Directions
Because only the count matters, report how many lines in the material hold the string "step" and nothing more.

Exercise input
== Segment start ==
PR #2934, opened 2026-03-10
feat: add str handling for ElasticsearchDocumentStore api_key

tstadel:
### Related Issues

- fixes ElasticSearchDocumentStore not deserializable without a env var secret

### Proposed Changes:
- document store credentials can be passed as str (similar to OpenSearchDocumentStore)

### How did you test it?
- added tests

### Notes for the reviewer
- we can't use `TokenSecret` as it is not deserializable by design

### Checklist

- I have read the [contributors guidelines](https://github.com/deepset-ai/haystack-core-integrations/blob/main/CONTRIBUTING.md) and the [code of conduct](https://github.com/deepset-ai/haystack-core-integrations/blob/main/CODE_OF_CONDUCT.md)
- I have updated the related issue with new insights and changes
- I added unit tests and updated the docstrings
- I've used one of the [conventional commit types](https://www.conventionalcommits.org/en/v1.0.0/) for my PR title: `fix:`, `feat:`, `build:`, `chore:`, `ci:`, `docs:`, `style:`, `refactor:`, `perf:`, `test:`.

PR #2967, opened 2026-03-17
fix: OpenSearch - do not serialize string Secrets + authentication refactoring

anakin87:
### Related Issues

- fixes https://github.com/deepset-ai/haystack-private/issues/268

### Proposed Changes:
- avoid serializing plain string Secrets
- simplify authentication handling, similarly to Elasticsearch:
  - do not resolve Secrets in `__init__` but in `_ensure_initialized`
  - fail if only one of username and password is provided
  - properly serialize env vars Secrets

### How did you test it?
CI, new unit tests

### Notes for the reviewer
To be on the safe side, I'd release a major version.
However, I saw this comment: https://github.com/deepset-ai/haystack-private/issues/268#issuecomment-4055392995

WDYT?

### Checklist

### DIFF
--- a/integrations/opensearch/src/haystack_integrations/document_stores/opensearch/document_store.py
+++ b/integrations/opensearch/src/haystack_integrations/document_stores/opensearch/document_store.py
@@ -82,7 +82,7 @@ class OpenSearchDocumentStore:
         mappings: dict[str, Any] | None = None,
         settings: dict[str, Any] | None = DEFAULT_SETTINGS,
         create_index: bool = True,
-        http_auth: Any = (
+        http_auth: tuple[Secret, Secret] | tuple[str, str] | list[str] | str | AWSAuth | None = (
             Secret.from_env_var("OPENSEARCH_USERNAME", strict=False),  # noqa: B008
             Secret.from_env_var("OPENSEARCH_PASSWORD", strict=False),  # noqa: B008
         ),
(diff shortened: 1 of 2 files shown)


integrations/opensearch/src/haystack_integrations/document_stores/opensearch/document_store.py
sjrl: Let's also update the types here to be more explicit than `Any`. I believe we also need to support plain strings coming in like we did in Elastic Search https://github.com/deepset-ai/haystack-core-integrations/pull/2934

anakin87: Done in https://github.com/deepset-ai/haystack-core-integrations/pull/2967/commits/3f90d268ffeab5fde54b1dd28979e0c9b8d75ef8.

This made the code a bit more verbose but it's worth it.

sjrl (approved):
So I'd say this looks all good from my point of view. It would be great if @tstadel could give it a final look over.

integrations/opensearch/src/haystack_integrations/document_stores/opensearch/document_store.py
```diff
@@ -82,7 +82,7 @@ def __init__(
         mappings: dict[str, Any] | None = None,
         settings: dict[str, Any] | None = DEFAULT_SETTINGS,
         create_index: bool = True,
-        http_auth: Any = (
+        http_auth: tuple[Secret, Secret] | tuple[str, str] | list[str] | str | AWSAuth | None = (
```
tstadel, line 85: I guess that's fine to streamline, to be 100% accurrate better would be to also allow a callable/prototype with this signature (same as AWSAuth's __call__)
```
    def __call__(
        self,
        method: str,
        url: str,
        body: Any = None,
        headers: dict[str, str] | None = None,
    ) -> dict[str, str]:
```

anakin87: Makes sense, but we only support the explicitly handled `http_auth` types via `_resolve_http_auth()`. 

Adding a generic callable would be misleading unless we also pass it through at runtime (which we don't do in the current implementation), so I'd keep the type strict for now

Issue #2963, opened 2026-03-16
Update core integrations to test on python 3.14


sjrl:
As a follow up to https://github.com/deepset-ai/haystack/issues/10509 we should go through our integrations and update them to test on python 3.14 and if able/necessary update the code to support python 3.14

To avoid running too many tests we should replace the python 3.13 testing in our github workflows to python 3.14 and let's make sure to add python 3.14 listed support to our pyprojec.toml under the `classifiers` label

PR #2979, opened 2026-03-18
feat: Add Cognee integration

hande-k:
Closes https://github.com/deepset-ai/haystack-private/issues/240

## Summary
- Adds Cognee integration with 4 components: `CogneeWriter`, `CogneeCognifier`, `CogneeRetriever`, and `CogneeMemoryStore`
- `CogneeWriter` ingests Haystack Documents into Cognee memory via `cognee.add()` + optional `cognee.cognify()`
- `CogneeRetriever` searches Cognee's memory and returns Haystack Documents
- `CogneeCognifier` wraps `cognee.cognify()` as a standalone pipeline step
- `CogneeMemoryStore` implements the `MemoryStore` protocol from haystack-experimental for use with Haystack's experimental Agent

## Test plan
- [x] Unit tests pass via `hatch run test:unit`
- [x] Linting passes via `hatch run fmt-check`
- [x] Type checking passes via `hatch run test:types`
- [x] Demo scripts tested manually (`demo_pipeline.py`, `demo_memory_agent.py`)


integrations/cognee/src/haystack_integrations/components/connectors/cognee/memory_store.py
```diff
@@ -0,0 +1,171 @@
...
+        """
+        self.search_type = search_type
+        self.top_k = top_k
+        self.dataset_name = dataset_name
+
+    def add_memories(
+        self,
+        *,
+        messages: list[ChatMessage],
+        user_id: str | None = None,
```
davidsbatista, line 141:
```python
        user_id: str | None = None,
        agent_id: str | None = None,
        run_id: str | None = None,
        **kwargs: Any,
```

are not being used at all - can be removed

integrations/cognee/src/haystack_integrations/components/connectors/cognee/memory_store.py
```diff
@@ -0,0 +1,171 @@
...
+
+        run_sync(cognee.cognify())
+        logger.info("Added and cognified {count} messages as memories", count=len(messages))
+
+    def search_memories(
+        self,
+        *,
+        query: str | None = None,
+        top_k: int = 5,
+        user_id: str | None = None,
```
davidsbatista, line 193:
```python
        user_id: str | None = None,
        agent_id: str | None = None,
        run_id: str | None = None,
        **kwargs: Any,
```

same as above

integrations/cognee/src/haystack_integrations/components/connectors/cognee/memory_store.py
```diff
@@ -0,0 +1,171 @@
...
+
+        for item in raw_results[:effective_top_k]:
+            text = _extract_memory_text(item)
+            if text:
+                memories.append(ChatMessage.from_system(text))
+
+        logger.info("Found {count} memories for query '{query}'", count=len(memories), query=query[:80])
+        return memories
+
+    def delete_all_memories(
```
davidsbatista: this can be converted to a `@staticmethod`

integrations/cognee/src/haystack_integrations/components/connectors/cognee/memory_store.py
```diff
@@ -0,0 +1,171 @@
...
+        self,
+        *,
+        user_id: str | None = None,
```
davidsbatista:
```python
        user_id: str | None = None,
        agent_id: str | None = None,
        run_id: str | None = None,
        **kwargs: Any,
```

also not being used, can be removed

integrations/cognee/src/haystack_integrations/components/connectors/cognee/memory_store.py
```diff
@@ -0,0 +1,171 @@
...
+        :param agent_id: Optional agent identifier (reserved for future use).
+        :param run_id: Optional run identifier (reserved for future use).
+        """
+        for msg in messages:
+            text = msg.text
+            if not text:
+                continue
+            run_sync(cognee.add(text, dataset_name=self.dataset_name))
+
+        run_sync(cognee.cognify())
```
davidsbatista: This will always run even when no new messages are added. We can add a safeguard

davidsbatista: And I think we should cognify only the dataset we are adding messages to 

```python
run_sync(cognee.cognify(datasets=[self.dataset_name]))
```

integrations/cognee/src/haystack_integrations/components/connectors/cognee/writer.py
```diff
@@ -0,0 +1,79 @@
...
+            run_sync(cognee.add(doc.content, dataset_name=self.dataset_name))
+            written += 1
+
+        if self.auto_cognify and written > 0:
+            logger.info(
+                "Cognifying {count} documents in dataset '{dataset}'",
+                count=written,
+                dataset=self.dataset_name,
+            )
+            run_sync(cognee.cognify())
```
davidsbatista: We should also only cognify the dataset we are working on, e.g:

```python
run_sync(cognee.cognify(datasets=[self.dataset_name]))
```

integrations/cognee/src/haystack_integrations/components/connectors/cognee/memory_store.py
```diff
@@ -0,0 +1,171 @@
...
+            top_k=self.top_k,
+            dataset_name=self.dataset_name,
+        )
+
+    @classmethod
+    def from_dict(cls, data: dict[str, Any]) -> "CogneeMemoryStore":
+        return default_from_dict(cls, data)
+
+
+def _extract_memory_text(item: Any) -> str:
```
davidsbatista: This is duplicated in `retriever.py` - you can added to utils.py and call it both here and in the retriever.py

integrations/cognee/pyproject.toml
```diff
@@ -0,0 +1,160 @@
...
+  "Programming Language :: Python :: 3.11",
+  "Programming Language :: Python :: 3.12",
+  "Programming Language :: Python :: 3.13",
+  "Programming Language :: Python :: Implementation :: CPython",
+  "Programming Language :: Python :: Implementation :: PyPy",
+]
+dependencies = [
+  "haystack-ai>=2.24.0",
+  "cognee==0.5.4",
+  "mistralai>=1.0,<2.0",
```
davidsbatista: I think this can be removed - is it necessary?

integrations/cognee/src/haystack_integrations/components/connectors/cognee/writer.py
```diff
@@ -0,0 +1,79 @@
...
+    def run(self, documents: list[Document]) -> dict[str, Any]:
+        """
+        Add documents to Cognee and optionally cognify them.
+
+        :param documents: List of Haystack Documents to add.
+        :returns: Dictionary with key `documents_written` indicating how many
+            documents were successfully added.
+        """
+        written = 0
+        for doc in documents:
```
davidsbatista: cognee.add supports [list[str]](https://docs.cognee.ai/python-api/add)

This will increase performance, a single async call instead of n

```python
texts = [doc.content for doc in documents if doc.content]
run_sync(cognee.add(texts, dataset_name=self.dataset_name))
```

integrations/cognee/src/haystack_integrations/components/connectors/cognee/memory_store.py
```diff
@@ -0,0 +1,171 @@
...
+    ```python
+    from haystack_integrations.components.connectors.cognee import CogneeMemoryStore
+
+    store = CogneeMemoryStore(search_type="GRAPH_COMPLETION", top_k=5)
+    store.add_memories(messages=[ChatMessage.from_user("Remember: the project deadline is Friday.")])
+    results = store.search_memories(query="When is the project deadline?")
+    ```
+    """
+
+    def __init__(self, search_type: str = "GRAPH_COMPLETION", top_k: int = 5, dataset_name: str = "haystack_memory"):
```
davidsbatista: There are several search_types supported https://docs.cognee.ai/python-api/search

instead of a string, this function should accepted something like this for validation


```python
from typing import Literal

  SearchType = Literal[
      "SUMMARIES",
      "CHUNKS",
      "RAG_COMPLETION",
      "TRIPLET_COMPLETION",
      "GRAPH_COMPLETION",
      "GRAPH_SUMMARY_COMPLETION",
      "CYPHER",
      "NATURAL_LANGUAGE",
      "GRAPH_COMPLETION_COT",
      "GRAPH_COMPLETION_CONTEXT_EXTENSION",
      "FEELING_LUCKY",
      "TEMPORAL",
      "CODING_RULES",
      "CHUNKS_LEXICAL",
  ]
```

this can go into a utils.py or types.py file and then use it as

```python
search_type: CogneeSearchType = "GRAPH_COMPLETION"
```

The same can also be applied on the retriever.py

davidsbatista (commented):
@hande-k thank you for this contribution!

I left some initial comments/suggestions for improvements.

integrations/cognee/CHANGELOG.md
```diff
@@ -0,0 +1,3 @@
+# Changelog
+
+<!-- All notable changes to this project will be documented in this file. -->
```
sjrl: This file is auto-generated so should be removed

integrations/cognee/.gitignore
sjrl, line 1: This file should be removed we have a `.gitignore` file on the top-level of this repo. We don't add individual ones to each integration

integrations/cognee/README.md
sjrl, line 1: Please stick to [this format](https://github.com/deepset-ai/haystack-core-integrations/blob/main/integrations/chroma/README.md) and remove everything else.

We'll put these useful examples in documentation page + integration page

integrations/cognee/src/haystack_integrations/components/connectors/cognee/py.typed
sjrl, line 1: This file should live one folder up, so on the same level as the `cognee` folder. `./src/haystack_integrations/components/connectors/py.typed`

integrations/cognee/src/haystack_integrations/components/connectors/cognee/memory_store.py
sjrl: @davidsbatista if we update this to a staticmethod I'm not sure it would be valid with the MemoryStore Protocol anymore

integrations/cognee/src/haystack_integrations/components/retrievers/cognee/memory_retriever.py
sjrl, line 1: I think to follow way we normally structure Haystack this should live in the folder path `integrations/cognee/src/haystack_integrations/components/retrievers/cognee/memory_retriever.py`

So basically this should live in the `components/retrievers` category and not in the `components/connectors` category. What do you think @davidsbatista ?

integrations/cognee/src/haystack_integrations/components/writers/cognee/memory_writer.py
sjrl, line 1: Similar comment here as this one https://github.com/deepset-ai/haystack-core-integrations/pull/2979/changes#r2959708476

I think this should live in `integrations/cognee/src/haystack_integrations/components/writers/cognee/memory_writer.py` WDYT @davidsbatista ?

integrations/cognee/src/haystack_integrations/memory_stores/cognee/memory_store.py
sjrl, line 1: Similar comment here as this one https://github.com/deepset-ai/haystack-core-integrations/pull/2979/changes#r2959708476

This should live in `integrations/cognee/src/haystack_integrations/memory_stores/cognee/memory_store.py`

integrations/cognee/src/haystack_integrations/components/connectors/cognee/cognifier.py
```diff
@@ -0,0 +1,51 @@
...
+
+
+@component
+class CogneeCognifier:
+    """
+    Processes previously added data in Cognee's knowledge engine.
+
+    Wraps `cognee.cognify()` as a standalone pipeline step, useful when you
+    want to separate the add and cognify phases (e.g., batch-add first, then
+    cognify once).
```
sjrl: Could you explain in more detail what `cognee.cognify()` does? It's not clear from the docstrings nor where in a pipeline a user might want to add this. 

Would it be possible to show in one of your example files how this expected to be used?

integrations/cognee/src/haystack_integrations/components/connectors/cognee/cognifier.py
```diff
@@ -0,0 +1,51 @@
...
+    from haystack_integrations.components.connectors.cognee import CogneeCognifier
+
+    cognifier = CogneeCognifier()
+    result = cognifier.run()
+    assert result["cognified"] is True
+    ```
+    """
+
+    @component.output_types(cognified=bool)
+    def run(self) -> dict[str, Any]:
```
sjrl: Related to this comment https://github.com/deepset-ai/haystack-core-integrations/pull/2979/changes#r2959732723 by setting up the run method to not have any input params it's not possible to trigger this component in a Pipeline. 

It would automatically run first when added to a pipeline. If it needs to run only after previous components have run then we should add a input parameter that we can connect to.

integrations/cognee/src/haystack_integrations/components/connectors/cognee/memory_store.py
davidsbatista: I overlooked that.

@hande-k please disregard any of my comments that break the MemoryStore protocol.

integrations/cognee/pyproject.toml
davidsbatista: I mean `mistralai`

integrations/cognee/src/haystack_integrations/components/retrievers/cognee/memory_retriever.py
davidsbatista: although this is a very specific retriever I think still it should be  moved to components/retriever

integrations/cognee/src/haystack_integrations/components/writers/cognee/memory_writer.py
davidsbatista: same thing as above, agree that it should be moved to components/writers/

Although in the future, if we start adding more memorystores we could have a `components.memory_stores.retrievers/writers`

sjrl: I might follow what we did for adding `image` components which would be `components/retrievers/memory/writer.py` similar to `components/converters/image/...`

.github/workflows/cognee.yml
```diff
@@ -0,0 +1,79 @@
...
+
+jobs:
+  run:
+    name: Python ${{ matrix.python-version }} on ${{ startsWith(matrix.os, 'macos-') && 'macOS' || startsWith(matrix.os, 'windows-') && 'Windows' || 'Linux' }}
+    runs-on: ${{ matrix.os }}
+    strategy:
+      fail-fast: false
+      matrix:
+        os: [ubuntu-latest, windows-latest, macos-latest]
+        python-version: ["3.10", "3.13"]
```
sjrl: We are in the progress of updating our core integrations to test on python 3.14. More info here https://github.com/deepset-ai/haystack-core-integrations/issues/2963

But basically could you replace 3.13 with 3.14?

.github/workflows/cognee.yml
sjrl, line 1: Also we recently updated our github CI files to pin the full SHAs of the specified actions to help boost security. Was done in this PR https://github.com/deepset-ai/haystack-core-integrations/pull/3025

It would be great if you could update this file with the pinned SHAs as well.

integrations/cognee/src/haystack_integrations/components/connectors/cognee/_utils.py
```diff
@@ -0,0 +1,65 @@
...
+    except RuntimeError:
+        return asyncio.run(coro)
+
+    # Already in an async context — run in a thread to avoid nested loop issues
+    with ThreadPoolExecutor(max_workers=1) as pool:
+        future = pool.submit(asyncio.run, coro)
+        return future.result()
+
+
+def extract_text(item: Any) -> str:
```
sjrl: Would it be possible to make the type for `item` more strict? Looking at the code below it looks like it could be one of three things `str`, `dict` and some Cognee specific object.

integrations/cognee/src/haystack_integrations/components/retrievers/cognee/memory_retriever.py
```diff
@@ -0,0 +1,106 @@
...
+            SUMMARIES, INSIGHTS, etc.
+        :param top_k: Maximum number of results to return.
+        :param dataset_name: Optional dataset name to restrict search scope.
+        """
+        self.search_type = search_type
+        self.top_k = top_k
+        self.dataset_name = dataset_name
+
+    @component.output_types(documents=list[Document])
+    def run(self, query: str, top_k: int | None = None) -> dict[str, Any]:
```
sjrl:
```suggestion
    def run(self, query: str, top_k: int | None = None) -> dict[str, list[Document]]:
```

integrations/cognee/src/haystack_integrations/memory_stores/cognee/memory_store.py
```diff
@@ -0,0 +1,123 @@
...
+    ```
+    """
+
+    def __init__(
+        self, search_type: CogneeSearchType = "GRAPH_COMPLETION", top_k: int = 5, dataset_name: str = "haystack_memory"
+    ):
+        """
+        :param search_type: Cognee search type for memory retrieval.
+        :param top_k: Default number of results for memory search.
+        :param dataset_name: Cognee dataset name for storing memories.
```
sjrl: Can you help me understand Cognee a bit better. It looks like from your code that `dataset_name` is required which makes sense. 

My question is what level of scope is `dataset_name` meant to have? For example, is it normal to have a new `dataset_name` per user or is the intention for dataset to be scoped to multiple users (e.g. like at an org level)?

integrations/cognee/tests/test_memory_store.py
sjrl, line 1: It would be great to also add some integration tests that require access to a Cognee account. We then mark those test with a header like
```python
@pytest.mark.skipif(
    not os.environ.get("COGNEE_API_KEY", None),
    reason="Export an env var called COGNEE_API_KEY containing the Cognee API key to run this test.",
)
@pytest.mark.integration
```

integrations/cognee/tests/__init__.py
sjrl, line 1: Could we also add tests for `CogneeCognifier` and for the `connectors/cognee/_utils.py` file?

integrations/cognee/pyproject.toml
```diff
@@ -0,0 +1,159 @@
...
+  "Programming Language :: Python :: 3.10",
+  "Programming Language :: Python :: 3.11",
+  "Programming Language :: Python :: 3.12",
+  "Programming Language :: Python :: 3.13",
+  "Programming Language :: Python :: Implementation :: CPython",
+  "Programming Language :: Python :: Implementation :: PyPy",
+]
+dependencies = [
+  "haystack-ai>=2.24.0",
+  "cognee==0.5.4",
```
sjrl: Usually we try to only lower bound our dependencies and occasionally add upper bounds e.g. `<1.0.0`. Could we do that here as well or is there a reason to pin exactly to this version?

integrations/cognee/pyproject.toml
```diff
@@ -0,0 +1,159 @@
...
+]
+
+[project.optional-dependencies]
+memory = ["haystack-experimental"]
```
sjrl: I think we can drop this the only thing that is useful from experimental is the protocol and I don't think that's being used anywhere currently.

integrations/cognee/pyproject.toml
```diff
@@ -0,0 +1,159 @@
...
+[tool.ruff]
+line-length = 120
+
+[tool.ruff.lint]
+select = [
+  "A",
+  "ARG",
+  "B",
+  "C",
+  "DTZ",
```
sjrl, line 97: We recently updated our ruff tool to enforce more docstrings in this PR https://github.com/deepset-ai/haystack-core-integrations/pull/3010 so let's make the same change here

```suggestion
  "C",
  "D102",   # Missing docstring in public method
  "D103",   # Missing docstring in public function
  "D205",   # 1 blank line required between summary line and description
  "D209",   # Closing triple quotes go to new line
  "D213",   # summary lines must be positioned on the second physical line of the docstring
  "D417",   # Missing argument descriptions in the docstring
  "D419",   # Docstring is empty
  "DTZ",
```

integrations/cognee/pyproject.toml
```diff
@@ -0,0 +1,159 @@
...
+[tool.ruff.lint.isort]
+known-first-party = ["haystack_integrations"]
+
+[tool.ruff.lint.flake8-tidy-imports]
+ban-relative-imports = "parents"
+
+[tool.ruff.lint.per-file-ignores]
+# Tests can use magic values, assertions, and relative imports
+"tests/**/*" = ["PLR2004", "S101", "TID252"]
+"examples/**/*" = ["T201"]
```
sjrl: Related to https://github.com/deepset-ai/haystack-core-integrations/pull/2979/changes#r2980234079
```suggestion
"tests/**/*" = ["D", "PLR2004", "S101", "TID252"]
"examples/**/*" = ["D", "T201"]
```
== Segment end ==
Exercise answer
2